***** Data records *****

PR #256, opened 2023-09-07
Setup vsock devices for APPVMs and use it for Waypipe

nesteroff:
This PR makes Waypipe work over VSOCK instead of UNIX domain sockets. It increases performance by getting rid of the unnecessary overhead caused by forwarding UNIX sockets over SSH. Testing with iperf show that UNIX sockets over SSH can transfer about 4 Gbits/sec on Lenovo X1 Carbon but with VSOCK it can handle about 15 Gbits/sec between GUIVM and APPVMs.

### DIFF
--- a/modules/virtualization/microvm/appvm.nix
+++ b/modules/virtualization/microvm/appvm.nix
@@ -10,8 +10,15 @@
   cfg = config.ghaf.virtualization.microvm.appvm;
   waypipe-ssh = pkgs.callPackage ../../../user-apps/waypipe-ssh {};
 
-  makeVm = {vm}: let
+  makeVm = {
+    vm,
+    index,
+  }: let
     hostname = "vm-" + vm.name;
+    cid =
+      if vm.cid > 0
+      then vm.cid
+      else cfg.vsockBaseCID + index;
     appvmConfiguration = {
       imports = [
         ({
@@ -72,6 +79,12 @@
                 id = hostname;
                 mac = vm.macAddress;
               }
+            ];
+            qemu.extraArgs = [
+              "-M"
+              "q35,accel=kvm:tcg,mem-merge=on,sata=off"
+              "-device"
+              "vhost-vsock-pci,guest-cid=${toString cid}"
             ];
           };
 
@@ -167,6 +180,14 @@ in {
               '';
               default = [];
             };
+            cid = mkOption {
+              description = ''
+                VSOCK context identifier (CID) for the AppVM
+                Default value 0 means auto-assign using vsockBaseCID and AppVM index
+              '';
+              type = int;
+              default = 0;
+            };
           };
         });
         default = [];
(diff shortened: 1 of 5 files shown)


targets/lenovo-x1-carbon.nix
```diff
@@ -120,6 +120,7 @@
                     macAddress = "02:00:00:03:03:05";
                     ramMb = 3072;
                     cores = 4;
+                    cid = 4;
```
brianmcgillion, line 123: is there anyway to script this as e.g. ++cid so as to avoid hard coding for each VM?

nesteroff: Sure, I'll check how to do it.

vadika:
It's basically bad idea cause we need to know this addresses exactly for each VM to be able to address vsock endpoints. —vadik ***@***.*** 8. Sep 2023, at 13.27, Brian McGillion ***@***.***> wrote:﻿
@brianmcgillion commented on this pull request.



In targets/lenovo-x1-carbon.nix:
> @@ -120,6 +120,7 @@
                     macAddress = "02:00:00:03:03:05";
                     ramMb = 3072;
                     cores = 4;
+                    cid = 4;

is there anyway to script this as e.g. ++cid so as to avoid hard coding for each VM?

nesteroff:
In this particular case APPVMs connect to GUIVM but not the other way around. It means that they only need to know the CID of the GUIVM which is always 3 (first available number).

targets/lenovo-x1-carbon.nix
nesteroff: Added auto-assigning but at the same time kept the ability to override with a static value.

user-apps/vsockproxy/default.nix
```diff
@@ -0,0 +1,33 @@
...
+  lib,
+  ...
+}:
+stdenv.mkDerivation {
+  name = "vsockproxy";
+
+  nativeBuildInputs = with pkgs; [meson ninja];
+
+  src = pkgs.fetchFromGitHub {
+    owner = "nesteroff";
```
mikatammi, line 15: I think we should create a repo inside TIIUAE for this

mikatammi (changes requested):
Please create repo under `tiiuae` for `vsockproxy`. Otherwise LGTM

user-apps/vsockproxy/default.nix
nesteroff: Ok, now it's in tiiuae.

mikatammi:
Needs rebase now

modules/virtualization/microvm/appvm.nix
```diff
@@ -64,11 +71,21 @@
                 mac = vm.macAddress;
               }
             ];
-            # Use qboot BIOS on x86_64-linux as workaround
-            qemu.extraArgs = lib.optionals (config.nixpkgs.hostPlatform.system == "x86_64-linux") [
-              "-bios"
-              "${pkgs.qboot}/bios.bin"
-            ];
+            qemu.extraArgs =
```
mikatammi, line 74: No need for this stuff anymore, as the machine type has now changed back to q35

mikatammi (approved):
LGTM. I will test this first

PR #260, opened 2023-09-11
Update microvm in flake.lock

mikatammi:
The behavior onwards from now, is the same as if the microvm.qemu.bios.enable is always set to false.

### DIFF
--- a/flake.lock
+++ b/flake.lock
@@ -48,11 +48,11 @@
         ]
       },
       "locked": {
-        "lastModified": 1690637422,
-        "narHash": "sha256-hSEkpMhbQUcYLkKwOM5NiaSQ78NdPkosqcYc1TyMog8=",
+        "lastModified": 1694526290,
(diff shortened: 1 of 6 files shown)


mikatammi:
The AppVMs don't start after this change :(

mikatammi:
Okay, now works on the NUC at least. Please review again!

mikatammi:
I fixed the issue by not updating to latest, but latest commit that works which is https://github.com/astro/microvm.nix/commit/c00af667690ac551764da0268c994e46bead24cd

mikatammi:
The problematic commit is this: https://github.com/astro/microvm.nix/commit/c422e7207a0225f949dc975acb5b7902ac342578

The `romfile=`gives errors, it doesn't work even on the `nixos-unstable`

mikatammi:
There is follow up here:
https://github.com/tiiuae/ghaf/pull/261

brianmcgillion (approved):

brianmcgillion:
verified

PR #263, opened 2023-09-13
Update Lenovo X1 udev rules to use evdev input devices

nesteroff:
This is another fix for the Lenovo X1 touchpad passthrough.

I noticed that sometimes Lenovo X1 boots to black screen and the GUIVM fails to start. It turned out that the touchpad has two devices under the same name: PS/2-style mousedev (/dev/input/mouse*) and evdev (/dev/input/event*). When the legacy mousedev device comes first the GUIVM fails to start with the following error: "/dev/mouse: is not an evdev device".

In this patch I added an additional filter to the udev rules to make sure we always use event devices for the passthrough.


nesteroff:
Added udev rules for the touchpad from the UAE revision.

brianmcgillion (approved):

*****

What the exercise asks
Each record is to be repeated word for word, with none skipped.

Exercise solution
PR #256, opened 2023-09-07
Setup vsock devices for APPVMs and use it for Waypipe

nesteroff:
This PR makes Waypipe work over VSOCK instead of UNIX domain sockets. It increases performance by getting rid of the unnecessary overhead caused by forwarding UNIX sockets over SSH. Testing with iperf show that UNIX sockets over SSH can transfer about 4 Gbits/sec on Lenovo X1 Carbon but with VSOCK it can handle about 15 Gbits/sec between GUIVM and APPVMs.

### DIFF
--- a/modules/virtualization/microvm/appvm.nix
+++ b/modules/virtualization/microvm/appvm.nix
@@ -10,8 +10,15 @@
   cfg = config.ghaf.virtualization.microvm.appvm;
   waypipe-ssh = pkgs.callPackage ../../../user-apps/waypipe-ssh {};
 
-  makeVm = {vm}: let
+  makeVm = {
+    vm,
+    index,
+  }: let
     hostname = "vm-" + vm.name;
+    cid =
+      if vm.cid > 0
+      then vm.cid
+      else cfg.vsockBaseCID + index;
     appvmConfiguration = {
       imports = [
         ({
@@ -72,6 +79,12 @@
                 id = hostname;
                 mac = vm.macAddress;
               }
+            ];
+            qemu.extraArgs = [
+              "-M"
+              "q35,accel=kvm:tcg,mem-merge=on,sata=off"
+              "-device"
+              "vhost-vsock-pci,guest-cid=${toString cid}"
             ];
           };
 
@@ -167,6 +180,14 @@ in {
               '';
               default = [];
             };
+            cid = mkOption {
+              description = ''
+                VSOCK context identifier (CID) for the AppVM
+                Default value 0 means auto-assign using vsockBaseCID and AppVM index
+              '';
+              type = int;
+              default = 0;
+            };
           };
         });
         default = [];
(diff shortened: 1 of 5 files shown)


targets/lenovo-x1-carbon.nix
```diff
@@ -120,6 +120,7 @@
                     macAddress = "02:00:00:03:03:05";
                     ramMb = 3072;
                     cores = 4;
+                    cid = 4;
```
brianmcgillion, line 123: is there anyway to script this as e.g. ++cid so as to avoid hard coding for each VM?

nesteroff: Sure, I'll check how to do it.

vadika:
It's basically bad idea cause we need to know this addresses exactly for each VM to be able to address vsock endpoints. —vadik ***@***.*** 8. Sep 2023, at 13.27, Brian McGillion ***@***.***> wrote:﻿
@brianmcgillion commented on this pull request.



In targets/lenovo-x1-carbon.nix:
> @@ -120,6 +120,7 @@
                     macAddress = "02:00:00:03:03:05";
                     ramMb = 3072;
                     cores = 4;
+                    cid = 4;

is there anyway to script this as e.g. ++cid so as to avoid hard coding for each VM?

nesteroff:
In this particular case APPVMs connect to GUIVM but not the other way around. It means that they only need to know the CID of the GUIVM which is always 3 (first available number).

targets/lenovo-x1-carbon.nix
nesteroff: Added auto-assigning but at the same time kept the ability to override with a static value.

user-apps/vsockproxy/default.nix
```diff
@@ -0,0 +1,33 @@
...
+  lib,
+  ...
+}:
+stdenv.mkDerivation {
+  name = "vsockproxy";
+
+  nativeBuildInputs = with pkgs; [meson ninja];
+
+  src = pkgs.fetchFromGitHub {
+    owner = "nesteroff";
```
mikatammi, line 15: I think we should create a repo inside TIIUAE for this

mikatammi (changes requested):
Please create repo under `tiiuae` for `vsockproxy`. Otherwise LGTM

user-apps/vsockproxy/default.nix
nesteroff: Ok, now it's in tiiuae.

mikatammi:
Needs rebase now

modules/virtualization/microvm/appvm.nix
```diff
@@ -64,11 +71,21 @@
                 mac = vm.macAddress;
               }
             ];
-            # Use qboot BIOS on x86_64-linux as workaround
-            qemu.extraArgs = lib.optionals (config.nixpkgs.hostPlatform.system == "x86_64-linux") [
-              "-bios"
-              "${pkgs.qboot}/bios.bin"
-            ];
+            qemu.extraArgs =
```
mikatammi, line 74: No need for this stuff anymore, as the machine type has now changed back to q35

mikatammi (approved):
LGTM. I will test this first

PR #260, opened 2023-09-11
Update microvm in flake.lock

mikatammi:
The behavior onwards from now, is the same as if the microvm.qemu.bios.enable is always set to false.

### DIFF
--- a/flake.lock
+++ b/flake.lock
@@ -48,11 +48,11 @@
         ]
       },
       "locked": {
-        "lastModified": 1690637422,
-        "narHash": "sha256-hSEkpMhbQUcYLkKwOM5NiaSQ78NdPkosqcYc1TyMog8=",
+        "lastModified": 1694526290,
(diff shortened: 1 of 6 files shown)


mikatammi:
The AppVMs don't start after this change :(

mikatammi:
Okay, now works on the NUC at least. Please review again!

mikatammi:
I fixed the issue by not updating to latest, but latest commit that works which is https://github.com/astro/microvm.nix/commit/c00af667690ac551764da0268c994e46bead24cd

mikatammi:
The problematic commit is this: https://github.com/astro/microvm.nix/commit/c422e7207a0225f949dc975acb5b7902ac342578

The `romfile=`gives errors, it doesn't work even on the `nixos-unstable`

mikatammi:
There is follow up here:
https://github.com/tiiuae/ghaf/pull/261

brianmcgillion (approved):

brianmcgillion:
verified

PR #263, opened 2023-09-13
Update Lenovo X1 udev rules to use evdev input devices

nesteroff:
This is another fix for the Lenovo X1 touchpad passthrough.

I noticed that sometimes Lenovo X1 boots to black screen and the GUIVM fails to start. It turned out that the touchpad has two devices under the same name: PS/2-style mousedev (/dev/input/mouse*) and evdev (/dev/input/event*). When the legacy mousedev device comes first the GUIVM fails to start with the following error: "/dev/mouse: is not an evdev device".

In this patch I added an additional filter to the udev rules to make sure we always use event devices for the passthrough.


nesteroff:
Added udev rules for the touchpad from the UAE revision.

brianmcgillion (approved):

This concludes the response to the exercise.